Accurate representation of hurricane vortex is essential for numerical prediction of hurricane track and intensity. Due to insufficient in-situ hurricane inner-core observations and difficulties to assimilate satellite observations over the cloudy and precipitation regions, vortex initialization remains a challenging problem in operational hurricane prediction even with the advanced numerical modeling and data assimilation systems. This presentation aims at addressing some of recent problems with hurricane vortex initialization and also discussing the promises and challenges in assimilating radar and satellite observations for the vortex initialization.

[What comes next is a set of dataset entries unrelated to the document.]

PR #391, opened 2024-08-16
test: all 0 retries for test that purposely failed/canceled

AlexTranAmz:
Test that purposely failed/canceled job will be retries up to 5 times per the default config
Make sure when submitting job, `max_retries` is set at 0
Job that purposely failed will not retries to save resource
`hatch run cross-os-e2e-test`
No
No

----

### DIFF
--- a/test/e2e/cross_os/test_job_submissions.py
+++ b/test/e2e/cross_os/test_job_submissions.py
@@ -92,6 +92,7 @@ class TestJobSubmission:
             farm=deadline_resources.farm,
             queue=deadline_resources.queue_a,
             priority=98,
+            max_retries_per_task=0,
             template={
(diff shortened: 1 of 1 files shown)


test/e2e/cross_os/test_job_submissions.py
```diff
@@ -612,6 +614,7 @@ def test_worker_uses_job_attachment_configuration(
                 job_bundle_path,
                 job_parameters,
                 priority=99,
+                max_retries_per_task=0,
```
YutongLi291: We aren't trying to fail this job, so having retries is preferable

leongdl (approved):
Can you post the test run results?

YutongLi291 (approved):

First, the initial vortex spin-down problem in current NCEP operational HWRF forecasts is examined with the GSI-based hybrid ensemble-3DVAR data assimilation system. Results from several methods that are developed to reduce the initial vortex spin-down are summarized. These methods include the use of high-resolution ensemble background error covariance at HWRF native domain resolutions in the GSI-based ensemble-3DVAR hybrid system, assimilation of TC Vital data, and applying for digital filter. Then, a new method for vortex initialization is proposed and tested with direct assimilation of synthetic observations with tail Doppler radar (TDR) radial velocities. In recognition of difficulties to completely overcome vortex spin-up and spin-down problems, the final part of this talk discusses the possibility to improve the vortex initialization through assimilation of radar and all-sky satellite observations at hurricane inner-core. Preliminary data assimilation efforts with assimilation of radar reflectivity from TDR and Level 1C satellite radiances from the NASA Global Precipitation Measurements (GPM) Mission are presented. Challenges and future developments are discussed.